* _What is expected_
Everything from the line containing "--- a/group/assignment6/move_cars.py" through the end of the entries should be transcribed exactly. Leave out all other lines.

* _Data to process_
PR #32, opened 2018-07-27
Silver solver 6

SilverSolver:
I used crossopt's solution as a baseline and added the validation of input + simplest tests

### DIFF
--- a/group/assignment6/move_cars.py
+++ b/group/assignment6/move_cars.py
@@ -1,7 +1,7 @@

* _Response to this task_
--- a/group/assignment6/move_cars.py
+++ b/group/assignment6/move_cars.py
@@ -1,7 +1,7 @@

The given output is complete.